The method top returns the second element of the top pair, since that is the actual element in the stack. The method pop looks at the first element, the repeat count, of the top pair. If the repeat count is one, the whole pair is removed. Otherwise, the repeat count is reduced by one.

With this implementation, each method of the class runs in \(O(1)\) time, since now there are no loops.

Example: Mode

Task

Implement a class Mode with the following methods:

  • add(x): add the number x on the list
  • mode(): return the mode of the list, i.e., the most frequent number on the list

The time complexity of each method should be \(O(1)\).

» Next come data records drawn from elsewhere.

PR #4816, opened 2023-11-13
Always export scope objects before performing other interactions

### LINKED ISSUE #4604: Hierarchical tables not creating an export in JS API
**Description**

According to @niloc132 the JS API is not creating an export ticket for hierarchical tables. This can cause an unhandled promise rejection `Could not resolve 'view.target': no variable exists with name 'result'` if rows are expanded or there is a pending expansion request and the table has been deleted/closed.

Issue popped up in the docs snapshot tool and is likely an issue of a missing return statement there, but the error could be better. There should be an error about trying to expand rows on a closed table.

**Steps to reproduce**

This is what the docs snapshot tool does. It creates a race condition between expanding the table and deleting it in Python/Groovy.

1. Create a table
2. Run `del t` in Python
3. Expand a row on `t` in the JS API

**Expected results**

4. No error or error about trying to expand a row of a closed table (if `table.close()` called in JS API).

**Actual results**

4. Unhandled promise rejection `Could not resolve 'view.target': no variable exists with name 'result'` from the server.

**Versions**
 - Deephaven: 0.28.0

niloc132:
Also ensures that widget type strings are checked without regard to case, as the server will also do.

Fixes #4604

### DIFF
--- a/web/client-api/src/main/java/io/deephaven/web/client/api/JsTable.java
+++ b/web/client-api/src/main/java/io/deephaven/web/client/api/JsTable.java
@@ -1420,8 +1420,7 @@ public class JsTable extends HasLifecycle implements HasTableBinding, JoinableTa
         typedTicket.setType(JsVariableType.PARTITIONEDTABLE);
         typedTicket.setTicket(partitionedTableTicket);
         Promise<JsPartitionedTable> fetchPromise = new JsWidget(workerConnection, typedTicket).refetch().then(
-                widget -> Promise.resolve(new JsPartitionedTable(workerConnection, widget))
-        );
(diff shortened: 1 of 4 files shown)


mofojed (approved):
Looks good to me, tested with my deephaven.ui branch: https://github.com/deephaven/deephaven-plugins/pull/88
Just a basic panel:
```
from deephaven import ui

@ui.component
def foo():
    return ui.flex([])

f = foo()
```
Opened and closed it, widget closed on panel close, then was able to re-open it without errors.

mattrunyon:
Also confirmed this removes the error when closing the widget for the plotly-express plugin

PR #4819, opened 2023-11-13
Moved Parquet specific methods out of DateTimeUtils

malhotrashivam:


extensions/parquet/table/src/main/java/io/deephaven/parquet/table/util/TransferUtils.java
```diff
@@ -0,0 +1,66 @@
...
+     * Returns nanoseconds from the Epoch for a {@link LocalDateTime} value in UTC timezone.
+     *
+     * @param localDateTime the local date time to compute the Epoch offset for
+     * @return nanoseconds since Epoch, or a NULL_LONG value if the local date time is null
+     */
+    public static long epochNanosUTC(@Nullable final LocalDateTime localDateTime) {
+        if (localDateTime == null) {
+            return QueryConstants.NULL_LONG;
+        }
+        return DateTimeUtils.epochNanos(localDateTime.atZone(ZoneId.of("UTC")));
```
malhotrashivam, line 25: Earlier this was done as
```        
return TimeUnit.SECONDS.toNanos(localDateTime.toEpochSecond(ZoneOffset.UTC))
                + localDateTime.toLocalTime().getNano();
```
Chip suggested the new approach.

rcaudy: No, this new approach is worse; it causes us to lookup the time zone (worse), allocate a ZonedDateTime (much worse), repeat the null check (slightly worse), etc.

The only argument in favor of using the new method is some overflow testing it does. I'm willing for us to do that overflow testing if we can make the methods or constants public. We could also just use `Math.addExact`.

Actually, we could use `DateTimeUtils.secondsToNanos()` to help; if we do that, we're only duplicating the null check. Making a suggestion accordingly.

extensions/parquet/table/src/main/java/io/deephaven/parquet/table/util/TransferUtils.java
```diff
@@ -0,0 +1,66 @@
...
```
rcaudy, line 25:
```suggestion
        return DateTimeUtils.secondsToNanos(localDateTime.toEpochSecond(ZoneOffset.UTC)) + localDateTime.toLocalTime().getNano();
```

rcaudy (approved):

PR #4826, opened 2023-11-14
Use chunks in DynamicWhereFilter, fix a chunk leak, and cleanup some code generally

rcaudy:


engine/table/src/main/java/io/deephaven/engine/table/impl/select/DynamicWhereFilter.java
```diff
@@ -70,46 +71,77 @@ public DynamicWhereFilter(final QueryTable setTable, final boolean inclusion, fi
         if (setRefreshing) {
             this.setTable = setTable;
             setTupleSource = TupleSourceFactory.makeTupleSource(setColumns);
-            setTable.getRowSet().forAllRowKeys((final long v) -> addKey(makeKey(v)));
+            try (final CloseableIterator<?> initialKeysIterator = ChunkedColumnIterator.make(
+                    setTupleSource, setTable.getRowSet())) {
```
devinrsmith, line 75: Should we be passing our own `CHUNK_SIZE`? (also, other call sites)

engine/table/src/main/java/io/deephaven/engine/table/impl/select/DynamicWhereFilter.java
```diff
@@ -70,46 +71,77 @@ public DynamicWhereFilter(final QueryTable setTable, final boolean inclusion, fi
...
+                    // Remove removed keys
+                    if (hasRemoves) {
+                        try (final CloseableIterator<?> removedKeysIterator = ChunkedColumnIterator.make(
+                                setTupleSource.getPrevSource(), upstream.removed())) {
+                            removedKeysIterator.forEachRemaining(DynamicWhereFilter.this::removeKey);
+                        }
+                    }
 
-                    upstream.added().forAllRowKeys((final long v) -> addKey(makeKey(v)));
-                    upstream.removed().forAllRowKeys((final long v) -> removeKey(makePrevKey(v)));
```
devinrsmith, line 90: I see the order changed from added, removed, modified to added, modified, removed. Just double checking, that's intentional (looks OK to do based on code).

engine/table/src/main/java/io/deephaven/engine/table/impl/select/DynamicWhereFilter.java
```diff
@@ -241,79 +264,56 @@ public WritableRowSet filter(
...
-            while (rsIt.hasMore()) {
-                final RowSequence chunkOk = rsIt.getNextRowSequenceWithLength(CHUNK_SIZE);
+            while (selectionIterator.hasMore()) {
+                final RowSequence selectionChunk = selectionIterator.getNextRowSequenceWithLength(maxChunkSize);
 
-                final Chunk<Values> chunk = Chunk.downcast(keyColumn.getChunk(getContext, chunkOk));
-                setInclusionKernel.matchValues(chunk, matches);
+                final Chunk<Values> keyChunk = Chunk.downcast(tupleSource.getChunk(keyGetContext, selectionChunk));
+                final int thisChunkSize = keyChunk.size();
+                setInclusionKernel.matchValues(keyChunk, matches);
```
devinrsmith, line 304: There isn't anything "special" about `SetInclusionKernel`; do we always know it will be an object chunk now?

There doesn't seem to be any value in copying into matches, to then just use it later as filter. I think we can simply check against `liveValues` as we iterate and build index.

engine/table/src/main/java/io/deephaven/engine/table/impl/select/DynamicWhereFilter.java
```diff
@@ -241,79 +264,56 @@ public WritableRowSet filter(
...
-                keyIndices.setSize(chunk.size());
-                chunkOk.fillRowKeyChunk(keyIndices);
+                selectionRowKeyChunk.setSize(thisChunkSize);
+                selectionChunk.fillRowKeyChunk(selectionRowKeyChunk);
 
-                for (int ii = 0; ii < chunk.size(); ++ii) {
+                for (int ii = 0; ii < thisChunkSize; ++ii) {
                     if (matches.get(ii)) {
-                        indexBuilder.appendKey(keyIndices.get(ii));
+                        indexBuilder.appendKey(selectionRowKeyChunk.get(ii));
```
devinrsmith, line 311: Is there value in trying to use `appendRange` instead? I know we've got arbitrary filtering here, but it's possible there is underlying structure and so we have large contiguous inclusions?

More generally, it seems like a utility wrapper around RowSetBuilderSequential could be generally useful in this regards?

engine/table/src/main/java/io/deephaven/engine/table/impl/select/DynamicWhereFilter.java
rcaudy: It's actually removes, then mods, then adds. These orders are equally correct. Note that setTable always has distinct keys.

I changed it for two reasons:
1. This is a more canonical order.
2. This order keeps the hash table at its minimum possible size, which may avoid unnecessary expansions/rehashes/collisions that will be mooted by subsequent operations.

engine/table/src/main/java/io/deephaven/engine/table/impl/select/DynamicWhereFilter.java
rcaudy: Because I combined the single column case and the tuple case, we do *not* know it will always be an object chunk. Set inclusion let's us do non-boxing inclusion tests. That is, it *is* special.

engine/table/src/main/java/io/deephaven/engine/table/impl/select/DynamicWhereFilter.java
rcaudy: No. RowSetBuilderSequential should be optimizing range coalescing internally.

devinrsmith (approved):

This is similar to the task of computing the mode of a given list that we saw in an earlier chapter. The difference is that now we can alternate additions to the list with queries for the mode among the current list contents. For example, the class could be used as follows:

m = Mode()
m.add(1)
m.add(1)
m.add(2)
print(m.mode()) # 1
m.add(2)
m.add(2)
print(m.mode()) # 2

Since the mode query is the only query that the class needs to answer, we do not need to keep the full list but just enough information to be able to compute the mode. We can use a dictionary to store the occurrence count of each number. In addition, the class keeps track of the current mode.

class Mode:
    def __init__(self):
        self.count = {}
        self.status = (0, 0)
        
    def add(self, x):
        if x not in self.count:
            self.count[x] = 0
        self.count[x] += 1
        self.status = max(self.status, (self.count[x], x))
        
    def mode(self):
        return self.status[1]

The dictionary count contains the occurrence counts of the elements, and the pair status stores the current mode in the form \((k,x)\): the mode is \(x\) and it occurs \(k\) times on the list. When an element \(x\) is added to the list, the mode is updated if \(x\) is the mode after the addition. A succinct way to do this is to use the function max, which uses the first element of the pair (the count) as the primary key in the comparison.

Since neither method of the class has loops or slow operations, their time complexity is \(O(1)\) as required.